A greater understanding of the embodiments of the subject invention and of their many advantages may be had from the following examples, given by way of illustration. The following examples are illustrative of some of the methods, applications, embodiments, and variants of the present invention. They are, of course, not to be considered as limiting the invention. Numerous changes and modifications can be made with respect to embodiments of the invention.

Example 1

A query to a crime database for an area in mid-Miami Beach was performed. FIG. 2 shows the sample query to a crime database, which resulted in a set of incidents as shown in the map in FIG. 3 and the tabular output in FIG. 4.

Example 2

The mid-Miami Beach area of Example 1 did not have homicide reports during the sampling period. In order to see homicide reports, which can be considered with a higher weight than battery, a query was performed for an area further west. FIG. 5 shows the sample homicide query to a crime database, which resulted in a set of incidents as shown in the map in FIG. 6 and the tabular output in FIG. 7.

Example 3

The importance of querying for only specific types of crime (and weighting them) was demonstrated by performing a query that did not restrict by crime type, which gave results that were mostly crimes that have no bearing on a prospective traveler. FIG. 8 shows an image of the sample query to a crime database (not restricting for crime type), which resulted in a set of incidents as shown in the map in FIG. 9 and the tabular output in FIG. 10.

Example 4

Co-optimization of time and crime avoidance was performed for routing from a starting location to a destination. FIG. 11 shows a map with a route optimizing travel time. This route traverses segments where relevant crimes have occurred during the sampling period (i.e., it does not take into account crime avoidance). FIG. 12 shows the route produced by systems and methods of the subject invention, co-optimizing time and crime avoidance; it can be seen that the route is different from that in FIG. 11, but it avoids the crimes shown with the pins along Collins Avenue (the same road as the destination marked with the flag near the bottom of the map, the crime pins being north of the destination).

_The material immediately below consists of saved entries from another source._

PR #418, opened 2025-10-15
Implement core plugins metadata fix issue 408

### LINKED ISSUE #408: Implement meta data for odin-data core plugins
For each odin-data plugin construct an implementation of the meta data request that fills in appropriate meta data for the configuration (also status requests).

Consider multiple PRs to avoid large codebase changes in a single merge.

Ohisemega:
Fixes #408

### DIFF
--- a/cpp/frameProcessor/include/FrameProcessorPlugin.h
+++ b/cpp/frameProcessor/include/FrameProcessorPlugin.h
@@ -96,8 +96,8 @@ private:
   void add_metadata(OdinData::IpcMessage& message, const std::pair<std::string, ParamMetadata>& metadata) const
   {
     std::string param_prefix;
-    param_prefix.reserve(100);
-    "metadata/" + get_name() + '/' + metadata.first + '/';
+    param_prefix.reserve(128);
+    param_prefix = "metadata/" + get_name() + '/' + metadata.first + '/';
     message.set_param(param_prefix +  "type", metadata.second.type);
     message.set_param(param_prefix +  "access_mode", metadata.second.access_mode);
     if(metadata.second.min == INT32_MIN){


Ohisemega:
@ajgdls  @GDYendell

cpp/frameProcessor/src/BloscPlugin.cpp
```diff
@@ -55,6 +55,11 @@ void create_cd_values(const BloscCompressionSettings& settings, std::vector<unsi
 BloscPlugin::BloscPlugin() :
 current_acquisition_(""), data_buffer_ptr_(NULL), data_buffer_size_(0)
 {
+  FrameProcessorPlugin::config_metadata_bucket_ = { {CONFIG_BLOSC_COMPRESSOR, {"int", "rw", {BLOSC_BLOSCLZ, BLOSC_LZ4, BLOSC_LZ4HC, BLOSC_SNAPPY, BLOSC_ZLIB, BLOSC_ZSTD}, INT32_MIN, INT32_MAX} },
+                                                    {CONFIG_BLOSC_THREADS,    {"int", "rw", {},                                                                            1,         INT32_MAX} },
+                                                    {CONFIG_BLOSC_LEVEL,      {"int", "rw", {},                                                                            1,         9        } },
+                                                    {CONFIG_BLOSC_SHUFFLE,    {"int", "rw", {BLOSC_NOSHUFFLE, BLOSC_SHUFFLE, BLOSC_BITSHUFFLE},                            INT32_MIN, INT32_MAX} }
+};
```
GDYendell: This makes me think a helper method for adding parameters would be better. We can use default values and different overrides to make a nicer API and to add restrictions, for example so that you can only pass allowed values or min/max.

```cpp
create_parameter(CONFIG_BLOSC_COMPRESSOR, "int", "rw", {BLOSC_BLOSCLZ, BLOSC_LZ4, BLOSC_LZ4HC, BLOSC_SNAPPY, BLOSC_ZLIB, BLOSC_ZSTD});
create_parameter(CONFIG_BLOSC_LEVEL, "int", "rw", 1, 9)
```

Thoughts @Ohisemega @ajgdls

FIG. 13 shows that different transportation modalities can be selected. The route may be different depending on the transportation modality because different crime types may be weighted differently (e.g., pick-pocket crimes may be weighed less if the transportation modality is a car).

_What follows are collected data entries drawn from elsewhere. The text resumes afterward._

PR #424, opened 2025-11-05
Implement  FileWriterPlugin Metadata Fix Issue 408

Ohisemega:
FileWriterPlugin Metadata Implementation

### DIFF
--- a/cpp/frameProcessor/src/FileWriterPlugin.cpp
+++ b/cpp/frameProcessor/src/FileWriterPlugin.cpp
@@ -117,7 +117,7 @@ FileWriterPlugin::FileWriterPlugin() :
   add_config_param_metadata(FileWriterPlugin::CONFIG_MASTER_DATASET, PMDD::STRING_T, PMDA::READ_WRITE);
   add_config_param_metadata(FileWriterPlugin::ACQUISITION_ID, PMDD::STRING_T, PMDA::READ_WRITE);
   add_config_param_metadata(FileWriterPlugin::CLOSE_TIMEOUT_PERIOD, PMDD::UINT_T, PMDA::READ_WRITE, 0, PMD::MAX_UNSET);
-  add_config_param_metadata(FileWriterPlugin::START_CLOSE_TIMEOUT, PMDD::UINT_T, PMDA::READ_WRITE, 0, PMD::MAX_UNSET);
+  add_config_param_metadata(FileWriterPlugin::START_CLOSE_TIMEOUT, PMDD::BOOL_T, PMDA::READ_WRITE);
 
   add_status_param_metadata(STATUS_WRITING, PMDD::BOOL_T, PMDA::READ_ONLY);
   add_status_param_metadata(STATUS_FRAMES_MAX, PMDD::UINT_T, PMDA::READ_ONLY, 0, PMD::MAX_UNSET);


cpp/frameProcessor/src/FileWriterPlugin.cpp
```diff
@@ -92,6 +92,44 @@ FileWriterPlugin::FileWriterPlugin() :
...
+  add_config_param_metadata(prefix + FileWriterPlugin::CONFIG_PROCESS_NUMBER, "uint", "rw", 1, ParamMetadata::MAX_UNSET);
+  add_config_param_metadata(prefix + FileWriterPlugin::CONFIG_PROCESS_RANK, "uint", "rw", 0, ParamMetadata::MAX_UNSET);
+  add_config_param_metadata(prefix + FileWriterPlugin::CONFIG_PROCESS_BLOCKSIZE, "uint", "rw", 1, ParamMetadata::MAX_UNSET);
+  add_config_param_metadata(prefix + FileWriterPlugin::CONFIG_PROCESS_BLOCKS_PER_FILE, "uint", "rw", 0, ParamMetadata::MAX_UNSET);
+  add_config_param_metadata(prefix + FileWriterPlugin::CONFIG_PROCESS_EARLIEST_VERSION, "bool", "rw", {0, 1});
+  add_config_param_metadata(prefix + FileWriterPlugin::CONFIG_PROCESS_ALIGNMENT_THRESHOLD, "uint", "rw", 1, ParamMetadata::MAX_UNSET);
+  add_config_param_metadata(prefix + FileWriterPlugin::CONFIG_PROCESS_ALIGNMENT_VALUE, "uint", "rw", 1, ParamMetadata::MAX_UNSET);
+
+  prefix = FileWriterPlugin::CONFIG_FILE + '/';
+  add_config_param_metadata(prefix + FileWriterPlugin::CONFIG_FILE_PREFIX, "string", "rw", {});
```
GDYendell: Ah. I hadn't registered that we didn't add an overload that doesn't require min/mac or allowed_values. That would be better.

cpp/frameProcessor/src/FileWriterPlugin.cpp
```diff
@@ -92,6 +92,44 @@ FileWriterPlugin::FileWriterPlugin() :
...
+  add_config_param_metadata(FileWriterPlugin::CLOSE_TIMEOUT_PERIOD, "uint", "rw", 0, 5);
+  add_config_param_metadata(FileWriterPlugin::START_CLOSE_TIMEOUT, "uint", "rw", 0, ParamMetadata::MAX_UNSET);
+
+  add_status_param_metadata("writing", "bool", "rw", {0, 1});
+  add_status_param_metadata("frames_max", "uint", "rw", 0, ParamMetadata::MAX_UNSET);
+  add_status_param_metadata("frames_written", "uint", "r", 0, ParamMetadata::MAX_UNSET);
+  add_status_param_metadata("frames_processed", "uint", "r", 0, ParamMetadata::MAX_UNSET);
+  add_status_param_metadata("file_path", "string", "r", {});
+  add_status_param_metadata("file_name", "string", "r", {});
+  add_status_param_metadata(FileWriterPlugin::ACQUISITION_ID, "string", "r", {});
```
GDYendell: It is odd for some of these to use literals and some constants

GDYendell (changes requested):
There are some unrelated changes here that I don't think we want to include.

I am wondering if we should have constants for "bool"/"int" and "r"/"rw" etc, or maybe even an enum so we could restrict what is passed to the functions.

I would be OK with adding `remove_*_metadata` methods to handle datasets being deleted, but I don't think it is critical.

cpp/frameProcessor/src/FileWriterPlugin.cpp
```diff
@@ -92,6 +92,44 @@ FileWriterPlugin::FileWriterPlugin() :
...
+  add_status_param_metadata("processes",  "uint", "rw", 1, ParamMetadata::MAX_UNSET);
+  add_status_param_metadata(FileWriterPlugin::CONFIG_PROCESS_RANK,"uint", "rw", 0, ParamMetadata::MAX_UNSET);
+  add_status_param_metadata("/timeout_active", "bool", "r", {0, 1});
```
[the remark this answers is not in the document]
Ohisemega: Fixed

cpp/frameProcessor/src/FileWriterPlugin.cpp
```diff
@@ -92,6 +92,58 @@ FileWriterPlugin::FileWriterPlugin() :
         timeout_thread_running_(true),
         timeout_thread_(boost::bind(&FileWriterPlugin::run_close_file_timeout, this))
 {
+  std::string prefix = FileWriterPlugin::CONFIG_PROCESS + '/';
+  add_config_param_metadata(prefix + FileWriterPlugin::CONFIG_PROCESS_NUMBER, PMDD::UINT_T, PMDA::READ_WRITE, 1, PMD::MAX_UNSET);
+  add_config_param_metadata(prefix + FileWriterPlugin::CONFIG_PROCESS_RANK, PMDD::UINT_T, PMDA::READ_WRITE, 0, PMD::MAX_UNSET);
+  add_config_param_metadata(prefix + FileWriterPlugin::CONFIG_PROCESS_BLOCKSIZE, PMDD::UINT_T, PMDA::READ_WRITE, 1, PMD::MAX_UNSET);
+  add_config_param_metadata(prefix + FileWriterPlugin::CONFIG_PROCESS_BLOCKS_PER_FILE, PMDD::UINT_T, PMDA::READ_WRITE, 0, PMD::MAX_UNSET);
+  add_config_param_metadata(prefix + FileWriterPlugin::CONFIG_PROCESS_EARLIEST_VERSION, PMDD::BOOL_T, PMDA::READ_WRITE, {0, 1});
```
GDYendell: We shouldn't provide allowed values for bool. Could you update any others too.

It should be understood that the examples and embodiments described herein are for illustrative purposes only and that various modifications or changes in light thereof will be suggested to persons skilled in the art and are to be included within the spirit and purview of this application.

All patents, patent applications, provisional applications, and publications referred to or cited herein are incorporated by reference in their entirety, including all figures and tables, to the extent they are not inconsistent with the explicit teachings of this specification.